Кутузов шел медленно и вяло мимо тысяч глаз, которые выкатывались из
своих орбит, следя за начальником. Поравнявшись с 3-ю ротой, он вдруг
остановился. Свита, не предвидя этой остановки, невольно надвинулась на него.
— А, Тимохин! — сказал главнокомандующий, узнавая капитана с красным
носом, пострадавшего за синюю шинель.
Казалось, нельзя было вытягиваться больше того, как вытягивался Тимохин в
то время, как полковой командир делал ему замечание. Но в эту минуту
обращения к нему главнокомандующего капитан вытянулся так, что, казалось,
посмотри на него главнокомандующий еще несколько времени, капитан не
выдержал бы; и потому Кутузов, видимо, поняв его положение и желая,
напротив, всякого добра капитану, поспешно отвернулся. По пухлому,
изуродованному раной лицу Кутузова пробежала чуть заметная улыбка.
— Еще измаильский товарищ, — сказал он. — Храбрый офицер! Ты доволен
им? — спросил Кутузов у полкового командира.
И полковой командир, отражаясь, как в зеркале, невидимо для себя, в
гусарском офицере, вздрогнул, подошел вперед и отвечал:
— Очень доволен, ваше высокопревосходительство.
— Мы все не без слабостей, — сказал Кутузов, улыбаясь и отходя от него. — У
него была приверженность к Бахусу.
Полковой командир испугался, не виноват ли он в этом, и ничего не ответил.
Офицер в эту минуту заметил лицо капитана с красным носом и подтянутым
животом и так похоже передразнил его лицо и позу, что Несвицкий не мог
удержать смеха. Кутузов обернулся. Видно было, что офицер мог управлять
своим лицом, как хотел: в ту минуту, как Кутузов обернулся, офицер успел
сделать гримасу, а вслед за тем принять самое серьезное, почтительное и
невинное выражение.
Третья рота была последняя, и Кутузов задумался, видимо, припоминая что-то. Князь Андрей выступил из свиты и по-французски тихо сказал:
— Вы приказали напомнить о разжалованном Долохове в этом полку.
— Где тут Долохов? — спросил Кутузов.
Долохов, уже переодетый в солдатскую серую шинель, не дожидался, чтоб
его вызвали. Стройная фигура белокурого с ясными голубыми глазами солдата
выступила из фронта. Он подошел к главнокомандующему и сделал на караул.

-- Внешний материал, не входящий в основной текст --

PR #144, opened 2019-11-04
Add scanners to predict screen

madelynkasula:
**TLDR;** Updates the predict screen to match the wireframes - [video](https://drive.google.com/file/d/1gg3SXKSZTeAnyZUCVOzlwe6wtbAUBBL1/view?usp=sharing)

**What it does:**
- Replaces the "skip" button with "continue"
- Starts the screen with a speech bubble from AI bot and a "Run AI" button. Upon clicking that button, the fish begin to be sorted and a red/green scanner is displayed for each prediction

**Follow-up Work:**
- Replace AI bot image to match prediction


src/demo/renderer.js
```diff
@@ -248,17 +249,49 @@ const drawMovingFish = state => {
...
+  botY = botY || state.canvas.height / 2 - img.height / 2;
+
+  // Move AI bot above fish parade.
+  if (state.isRunning) {
+    botYDestination = botYDestination || botY - 130;
+
+    const distToDestination = Math.abs(botYDestination - botY);
+    if (distToDestination > 1) {
+      const direction = distToDestination === botYDestination - botY ? 1 : -1;
+      botY += direction * botVelocity;
```
breville: The remainder of the animation system has a principle that it relies on the passage of time rather than the number of updates to determine where an item should be on screen.  While not crucial here, it would be nice if this movement did the same thing.  This would be done by interpolating between the source and destination locations based on time passed.

src/demo/renderer.js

— Претензия? — нахмурившись слегка, спросил Кутузов.
— Это Долохов, — сказал князь Андрей.
— А! — сказал Кутузов. — Надеюсь, что этот урок тебя исправит, служи
хорошенько. Государь милостив. И я не забуду тебя, ежели ты заслужишь.
Голубые ясные глаза смотрели на главнокомандующего так же дерзко, как и
на полкового командира, как будто своим выражением разрывая завесу
условности, отделявшую так далеко главнокомандующего от солдата.
— Об одном прошу, ваше высокопревосходительство, — сказал он своим
звучным, твердым, неспешащим голосом. — Прошу дать мне случай загладить
мою вину и доказать мою преданность государю императору и России.
Кутузов отвернулся. На лице его промелькнула та же улыбка глаз, как и в то
время, когда он отвернулся от капитана Тимохина. Он отвернулся и
поморщился, как будто хотел выразить этим, что все, что ему сказал Долохов, и
все, что он мог сказать ему, он давно, давно знает, что все это уже прискучило
ему и что все это совсем не то, что нужно. Он отвернулся и направился к коляске.